Most retailers are late in sensing and reacting to this shift. It’s not too late to catch up, though. If they can accept that great products and an exciting environment will take them so far and no further, they can go to work shoring up their real differentiator — associates and associates who can deliver the human connection that can be found only in a brick-and-mortar location. In the next five to 10 years, specialty, high-touch, human-oriented expertise will become the key differentiator at retail. Stores will have smaller footprints where shoppers will interact with knowledgeable, highly specialized associates — and retail associates will enjoy heightened status as practitioners of a respected occupation.
How can retailers secure a supply of these valuable resources? By looking outside the usual hiring pools. Like their counterparts in other industries including hospitality and airlines, retailers can cast a wide net for people who are truly passionate about their work and whose enthusiasm is infectious. They will earn bonuses not based on hours worked and sales rung up, but based on their ability to anticipate and exceed customer expectations, the ways in which they act as an ambassador for the brand, and overall brand strength and performance.
This new model for retail employment doesn’t just benefit the retailer and the makers of the products it sells. It can benefit society as a whole by offering a wide range of people an opportunity to be genuinely effective in a respected, valued occupation.
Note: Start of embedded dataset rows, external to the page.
Issue #97, opened 2016-02-11
Templates defined in the Path context show in other contexts


tedepstein:
The code templates we've provided for the Path context appear in the suggestion list in other contexts:

![image](https://cloud.githubusercontent.com/assets/692813/12986051/52b0ce30-d0c3-11e5-9dae-a75e242e4a50.png)

![image](https://cloud.githubusercontent.com/assets/692813/12986097/8e9979b0-d0c3-11e5-8a1e-8ee1b533f074.png)

There are some contexts where they do not appear, so it's not every context.  But some of them, where we should not be allowed to define a method, still show those method templates.

tedepstein:
@tfesenko , this is also high priority, as it's interfering with the video demo that @daffinm needs to record.

tedepstein:
Resolved

Issue #31, opened 2015-12-02
More code template contexts


tfesenko:
We only support code templates for `root` and `path`.
Code templates for resources, methods and responses would be helpful too.

tedepstein:
It would also be really helpful to have a context for any location where a Schema Object is allowed or expected.  Usually, this is under a `schema` key.

tedepstein:
Resolved.  Closing.

PR #101, opened 2016-02-19
#31, #97 - More Template Contexts

tfesenko:
This PR addresses the following issues:
#31 - More Template Contexts
#97 - Templates defined in the Path context show in other contexts

You can see all contexts and how they are defined in `SwaggerContextType`
Tests are in `CodeTemplateContextTest`
`SwaggerTemplateContext` provides support for indentation levels - we can use the same code template in different indentation levels.
## Code templates

Code templates are defined in `com.reprezen.swagedit/resources/templates.xml`
I provided very basic code templates for all context types just to make it easier to test this PR

Schema/allOf/[] is not supported yet because its format is different from other Schema elements

### DIFF
--- a/com.reprezen.swagedit.tests/src/com/reprezen/swagedit/tests/CodeTemplateContextTest.java
+++ b/com.reprezen.swagedit.tests/src/com/reprezen/swagedit/tests/CodeTemplateContextTest.java
@@ -30,6 +30,8 @@ public class CodeTemplateContextTest {
 		assertThat(getContextType(":paths:"), not(equalTo(PathItemContextType.CONTEXT_ID)));
 		assertThat(getContextType(":paths:/pets:get"), not(equalTo(PathItemContextType.CONTEXT_ID)));
 		assertThat(getContextType(":paths:/pets:get:responses"), not(equalTo(PathItemContextType.CONTEXT_ID)));
+		assertThat(getContextType(":paths:/my-pets/v1/{pet-id}:somethingElse"),
+				not(equalTo(PathItemContextType.CONTEXT_ID)));
 	}
 
 	@Test
@@ -70,6 +72,15 @@ public class CodeTemplateContextTest {
 				equalTo(SchemaContextType.CONTEXT_ID));
 		assertThat(getContextType(":definitions:TaxFilingObject:additionalProperties"),
 				equalTo(SchemaContextType.CONTEXT_ID));
+	}
+
+	@Test
+	public void test$InRegex() throws Exception {
+		assertFalse("abcd".matches("abc"));
+		assertTrue("abc".matches("abc"));
+
+		assertFalse("abcd".matches("abc$"));
+		assertTrue("abc".matches("abc$"));
 	}
 
 }
--- a/com.reprezen.swagedit.tests/src/com/reprezen/swagedit/tests/CodeTemplateContextTest.java
+++ b/com.reprezen.swagedit.tests/src/com/reprezen/swagedit/tests/CodeTemplateContextTest.java
@@ -24,7 +24,8 @@ public class CodeTemplateContextTest {
 		assertThat(getContentType(":paths:/my-pets/v1/{pet-id}"), equalTo(PathItemContextType.CONTEXT_ID));
 		assertThat(getContentType(":paths:/pets"), equalTo(PathItemContextType.CONTEXT_ID));
 
-		// tests for #Templates defined in the Path context show in other contexts
+		// tests for #Templates defined in the Path context show in other
+		// contexts
 		assertThat(getContentType(":paths:"), not(equalTo(PathItemContextType.CONTEXT_ID)));
 		assertThat(getContentType(":paths:/pets:get"), not(equalTo(PathItemContextType.CONTEXT_ID)));
 		assertThat(getContentType(":paths:/pets:get:responses"), not(equalTo(PathItemContextType.CONTEXT_ID)));
@@ -58,6 +59,10 @@ public class CodeTemplateContextTest {
 		assertThat(getContentType(":paths:/pets/{id}:get:responses:200:schema:"),
 				equalTo(SchemaContextType.CONTEXT_ID));
 		assertThat(getContentType(":paths:/pets:post:parameters:@0:schema:"), equalTo(SchemaContextType.CONTEXT_ID));
+		assertThat(getContentType(":paths:/pets:post:parameters:@0:schema:properties:name"),
+				equalTo(SchemaContextType.CONTEXT_ID));
+		assertThat(getContentType(":paths:/pets:post:parameters:@0:schema:items"),
+				equalTo(SchemaContextType.CONTEXT_ID));
 	}
-	
+
 }
--- a/com.reprezen.swagedit.tests/src/com/reprezen/swagedit/tests/CodeTemplateContextTest.java
+++ b/com.reprezen.swagedit.tests/src/com/reprezen/swagedit/tests/CodeTemplateContextTest.java
@@ -1,0 +1,33 @@
+package com.reprezen.swagedit.tests;
+
+import static org.junit.Assert.*;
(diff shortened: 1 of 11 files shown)


tfesenko:
@tedepstein , can you please review?

com.reprezen.swagedit/resources/templates.xml
```diff
@@ -25,21 +25,34 @@ info:
...
 
      <template name="paths" 
-       id="com.reprezen.swagedit.templates.paths_template" 
-       description="swagger template" 
-       context="com.reprezen.swagedit.templates.swagger.root" 
-       enabled="true">
+ id="com.reprezen.swagedit.templates.paths_template" 
+ description="swagger template" 
+ context="com.reprezen.swagedit.templates.swagger.root" 
+ enabled="true">
```
tedepstein: Looks like a small formatting problem.

com.reprezen.swagedit/resources/templates.xml
```diff
@@ -25,21 +25,34 @@ info:
...
           description: Ok
-     </template>
-
+</template>
+     
+     <template name="oath2" 
+       id="com.reprezen.swagedit.templates.securityDef_oath2" 
+       description="OAuth2 security def" 
+       context="com.reprezen.swagedit.templates.swagger.security_def" 
+       enabled="true">oauth2:
```
tedepstein: if this key is the name of the security scheme, maybe we should call it "OAuth2Scheme", so the name and the type are different.

com.reprezen.swagedit/resources/templates.xml
```diff
@@ -25,21 +25,34 @@ info:
...
+ type: oauth2
```
tedepstein: No indent here.  Does this mean that it goes at the current indent level?  Current indent level +1?

com.reprezen.swagedit/src/com/reprezen/swagedit/templates/SwaggerContextType.java
```diff
@@ -21,14 +26,79 @@ private void addGlobalResolvers() {
 	}
 
 	public static String getContentType(String path) {
```
tedepstein: Should `getContentType` be `getContextType` ?

com.reprezen.swagedit/src/com/reprezen/swagedit/templates/SwaggerContextType.java
```diff
@@ -21,14 +26,79 @@ private void addGlobalResolvers() {
...
+			return SecurityDefContextType.CONTEXT_ID;
+		}
+		if (path.equals(":paths")) {
+			return PathsContextType.CONTEXT_ID;
+		}
+		if (path.matches(":paths:(/[^:]*)+")) { // /paths/[pathItem]/
+			return PathItemContextType.CONTEXT_ID;
+		}
+		if (path.equals(":responses")//
+				|| path.matches(":paths:/[^:]*:[^:]*:responses")) {
```
tedepstein: These regexes are getting repeated.  Can we DRY this up by defining constants for PATH_ITEM_REGEX, METHOD_PARAMETERS_REGEX, etc.?

com.reprezen.swagedit.tests/src/com/reprezen/swagedit/tests/CodeTemplateContextTest.java
```diff
@@ -0,0 +1,69 @@
...
+	@Test
+	public void testResponses() throws Exception {
+		assertThat(getContentType(":responses"), equalTo(ResponsesContextType.CONTEXT_ID));
+		assertThat(getContentType(":paths:/resource:get:responses"), equalTo(ResponsesContextType.CONTEXT_ID));
+	}
+
+	@Test
+	public void testParameters() throws Exception {
+		assertThat(getContentType(":paths:/taxFilings/{id}:get:parameters:@0:"),
+				equalTo(ParametersContextType.CONTEXT_ID));
```
tedepstein: The context shown in the regex is where we're already defining the first element of the collection.  So it's  a single specific parameter.  In this case, I think `ParametersContextType` should be the singular `ParameterContextType`.  

Small point maybe, but there are several cases like this in Swagger, where we have a `Paths Object` (collection) and a `Path Item Object`, a `Responses Object` (collection) and a `Response Object`, etc.  So for clarity and consistency, I think it's important to name these singular or plural, as appropriate.

com.reprezen.swagedit.tests/src/com/reprezen/swagedit/tests/CodeTemplateContextTest.java
```diff
@@ -0,0 +1,69 @@
...
+		assertThat(getContentType(":paths:/taxFilings/{id}:get:parameters"), equalTo(ParametersContextType.CONTEXT_ID));
```
tedepstein: This one is the parameters collection.  I'm suggesting we split parameters vs. individual parameter, as two separate contexts.

com.reprezen.swagedit/src/com/reprezen/swagedit/templates/SwaggerContextType.java
```diff
@@ -21,14 +26,79 @@ private void addGlobalResolvers() {
...
+		if (/* path.equals(":parameters") || */ // is an object, not an array
+		path.matches(":parameters:[^:]*") //
+				|| path.matches(":paths:/[^:]*:[^:]*:parameters(:@\\d+)?")
+				|| path.matches(":paths:/[^:]*:parameters")) {
+			return ParametersContextType.CONTEXT_ID;
+		}
+		if (path.matches(":definitions:[^:]*") //
+				|| path.matches(".*:parameters(:@\\d+):schema")//
+				|| path.matches(".*:parameters(:@\\d+):schema:items")//
+				|| path.matches(".*:parameters(:@\\d+):schema:properties:[^:]+")//
```
tedepstein: `patternProperties` and `additionalProperties` can also be schemas.  
http://json-schema.org/latest/json-schema-validation.html#rfc.section.5.4.4

`additionalProperties` can be a boolean value, OR it can be a schema object.  I think/hope we can rely on the schema-generated keyword suggestions to include True, False, and the various schema keywords in this context.  So, from a code template perspective, we would just call this SchemaContextType.CONTEXT_ID.  No need to define a separate context for this.

`patternProperties` is tricky.  It's an object, having one "Pattern Property" for each allowed pattern.  The name of each Pattern Property is a regular expression, and the value is a JSON Schema object.  To match this correctly, we would need a regular expression that matches regular expressions.  I am fine with skipping this one, or creating a very general regex to match the Pattern Property name.

com.reprezen.swagedit/src/com/reprezen/swagedit/templates/SwaggerTemplateContext.java
```diff
@@ -0,0 +1,112 @@
...
+		}
+
+		@Override
+		public TemplateBuffer translate(Template template) throws TemplateException {
+			return translate(template.getPattern());
+		}
+
+		@Override
+		public TemplateBuffer translate(String string) throws TemplateException {
+			String withIndentation = string.replaceAll("(\r\n?)|(\n)", "$0" + indentation);
```
tedepstein, line 120: Nice!

tedepstein:
@tfesenko , code review completed, with a few comments.

tfesenko:
@tedepstein , I addressed your comments. Can you please review?

tedepstein:
@tfesenko , reviewed, with one important issue found.

tedepstein:
@tfesenko wrote:

> method parameters are covered by `([^:]+:)?` in `PARAMETERS_LIST_REGEX`, they are verified be tests in 954ccfa , they are available here...  <snip>
> Does it cover what you expected for method-level parameters?

As discussed yes.  I didn't look closely enough at that regex and those test cases.  Glad to see it's covered.  

Code review passed, merging now.

Issue #67, opened 2016-01-13
Non-Swagger YAML files should open in YEdit, not be validated as Swagger files


tedepstein:
SwagEdit should, as far as possible, co-exist peacefully with YEdit.  I found in API Studio that when I install both YEdit and SwagEdit, all YAML files open in SwagEdit by default, and are validated as Swagger files.  For example, they will fail validation because the `swagger` property is not present.

I tried in a new installation of Eclipse Mars and observed similar behavior.  There should be some way for SwagEdit to determine if a YAML file is "trying" to be a Swagger spec.  Presence/absence of the swagger attribute would be a reasonable test.  If it's not trying to be a Swagger spec, then the file should open in YEdit, not SwagEdit, and should have SwagEdit's validations, code assist and other behaviors applied to it.

tedepstein:
Flagged this one as high priority, not for the current release (API Studio 0.9.2), but for the next release (SwagEdit Open Source Release).

tedepstein:
Resolved.  Closing.

PR #103, opened 2016-02-19
#67 - Non-Swagger YAML files should open in YEdit, not be validated as Swagger files

tfesenko:


tedepstein:
Looks dead simple, passed code review.  
When I get a moment, I will test this by installing YEdit and SwagEdit side-by-side in a clean Eclipse distro.

tedepstein:
@tfesenko , merging these open pull requests, so we can integrate SwagEdit.

Issue #64, opened 2016-01-08
Add copyright headers to the sources


tfesenko:
Example: a copyright header from JDT:

```
/*******************************************************************************
 * Copyright (c) 2000, 2015 IBM Corporation and others.
 * All rights reserved. This program and the accompanying materials
 * are made available under the terms of the Eclipse Public License v1.0
 * which accompanies this distribution, and is available at
 * http://www.eclipse.org/legal/epl-v10.html
 *
 * Contributors:
 *     IBM Corporation - initial API and implementation
 *******************************************************************************/
```

tedepstein:
Ted to update text

tedepstein:
Here's the copyright notice we should use:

But to reap the benefits, retailers will need to jettison legacy systems and legacy ways of doing business. They’re no longer relevant in a world where entertainment, groceries, furniture, clothing and personal contact are instantly available with a few keystrokes on a smartphone. In this world, it’s the value that a capable retail associate can add — the expertise, social sensitivity and problem-solving skills — that will differentiate the good stores from the bad, the stores that will endure from those destined to fade from the scene.
Today’s struggling brick-and-mortar retailers can survive and thrive in this world. But first, they’ll need to shift their thinking about associates on the customer front line — realizing they are a critical asset, not an overhead cost — and invest in them as such.